=== What you are asked to do ===
Throughout the material below, count each line in which the word "upgrade" appears, then reply with the count only.

--- Dataset entries Enclosed Below ---

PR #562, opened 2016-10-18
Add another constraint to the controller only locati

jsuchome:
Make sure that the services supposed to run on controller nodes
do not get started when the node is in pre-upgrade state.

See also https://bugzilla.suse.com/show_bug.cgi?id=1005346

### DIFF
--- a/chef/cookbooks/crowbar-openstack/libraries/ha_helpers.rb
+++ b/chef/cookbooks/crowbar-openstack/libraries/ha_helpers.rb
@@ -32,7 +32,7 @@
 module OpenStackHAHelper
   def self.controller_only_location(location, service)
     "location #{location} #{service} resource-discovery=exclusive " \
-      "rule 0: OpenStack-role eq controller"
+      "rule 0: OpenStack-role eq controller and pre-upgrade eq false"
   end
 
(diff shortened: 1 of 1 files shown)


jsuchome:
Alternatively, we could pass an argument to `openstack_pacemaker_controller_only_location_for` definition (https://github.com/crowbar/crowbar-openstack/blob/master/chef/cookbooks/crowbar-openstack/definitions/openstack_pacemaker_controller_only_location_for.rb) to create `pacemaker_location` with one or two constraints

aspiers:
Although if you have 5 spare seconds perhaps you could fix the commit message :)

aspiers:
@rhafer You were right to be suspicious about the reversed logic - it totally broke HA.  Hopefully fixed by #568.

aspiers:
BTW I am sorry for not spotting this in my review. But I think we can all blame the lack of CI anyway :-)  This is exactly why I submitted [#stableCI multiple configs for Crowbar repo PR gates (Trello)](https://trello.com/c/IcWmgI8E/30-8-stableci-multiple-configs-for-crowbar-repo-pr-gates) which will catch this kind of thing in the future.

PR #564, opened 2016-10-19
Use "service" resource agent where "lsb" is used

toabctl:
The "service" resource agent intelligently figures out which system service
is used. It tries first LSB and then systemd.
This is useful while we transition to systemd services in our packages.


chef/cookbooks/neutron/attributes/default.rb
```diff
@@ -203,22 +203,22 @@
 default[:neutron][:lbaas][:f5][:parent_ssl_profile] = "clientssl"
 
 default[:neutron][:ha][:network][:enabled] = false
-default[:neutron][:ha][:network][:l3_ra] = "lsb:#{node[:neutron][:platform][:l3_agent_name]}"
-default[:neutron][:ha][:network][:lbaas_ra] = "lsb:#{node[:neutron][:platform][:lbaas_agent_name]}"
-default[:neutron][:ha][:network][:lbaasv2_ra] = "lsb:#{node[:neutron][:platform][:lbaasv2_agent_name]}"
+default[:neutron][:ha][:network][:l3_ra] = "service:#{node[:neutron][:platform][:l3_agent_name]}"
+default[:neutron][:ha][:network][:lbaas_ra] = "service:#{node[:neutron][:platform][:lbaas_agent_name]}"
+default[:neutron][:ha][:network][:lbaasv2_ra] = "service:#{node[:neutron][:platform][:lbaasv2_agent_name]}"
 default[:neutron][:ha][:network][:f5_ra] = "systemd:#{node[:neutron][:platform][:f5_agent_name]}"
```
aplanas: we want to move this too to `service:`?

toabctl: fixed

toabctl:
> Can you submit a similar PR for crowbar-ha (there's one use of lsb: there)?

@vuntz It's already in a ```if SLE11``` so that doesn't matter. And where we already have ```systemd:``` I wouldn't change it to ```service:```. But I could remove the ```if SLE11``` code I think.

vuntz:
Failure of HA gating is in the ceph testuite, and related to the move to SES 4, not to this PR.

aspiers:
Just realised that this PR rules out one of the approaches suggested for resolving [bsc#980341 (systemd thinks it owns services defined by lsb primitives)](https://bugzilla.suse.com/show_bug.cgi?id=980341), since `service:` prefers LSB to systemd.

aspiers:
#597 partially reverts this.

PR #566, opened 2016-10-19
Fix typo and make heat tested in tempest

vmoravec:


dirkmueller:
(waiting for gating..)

--- End of Enclosed Dataset entries ---
--- Dataset entries Enclosed Below ---

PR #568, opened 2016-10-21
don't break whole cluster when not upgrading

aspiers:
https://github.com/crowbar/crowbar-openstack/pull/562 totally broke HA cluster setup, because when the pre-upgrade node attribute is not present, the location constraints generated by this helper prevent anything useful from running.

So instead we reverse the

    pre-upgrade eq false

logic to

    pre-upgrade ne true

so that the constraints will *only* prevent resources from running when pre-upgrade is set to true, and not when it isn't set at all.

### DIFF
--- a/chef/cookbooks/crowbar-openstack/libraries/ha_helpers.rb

--- End of Enclosed Dataset entries ---
--- Dataset entries Enclosed Below ---

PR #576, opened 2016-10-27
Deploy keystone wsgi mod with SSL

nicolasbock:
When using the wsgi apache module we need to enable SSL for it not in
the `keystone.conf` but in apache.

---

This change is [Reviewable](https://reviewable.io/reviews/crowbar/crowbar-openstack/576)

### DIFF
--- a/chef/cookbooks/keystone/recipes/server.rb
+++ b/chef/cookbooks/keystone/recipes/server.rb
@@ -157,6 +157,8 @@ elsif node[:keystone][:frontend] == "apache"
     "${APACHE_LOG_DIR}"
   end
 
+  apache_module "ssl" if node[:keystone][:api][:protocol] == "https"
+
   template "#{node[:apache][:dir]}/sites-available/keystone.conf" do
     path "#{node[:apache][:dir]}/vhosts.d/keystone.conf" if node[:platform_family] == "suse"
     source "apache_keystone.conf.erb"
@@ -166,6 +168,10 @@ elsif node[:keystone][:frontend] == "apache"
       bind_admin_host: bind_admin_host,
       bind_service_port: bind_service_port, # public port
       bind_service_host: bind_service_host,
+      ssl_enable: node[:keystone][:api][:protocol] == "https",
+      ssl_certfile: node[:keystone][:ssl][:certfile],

--- End of Enclosed Dataset entries ---

=== The answer ===
6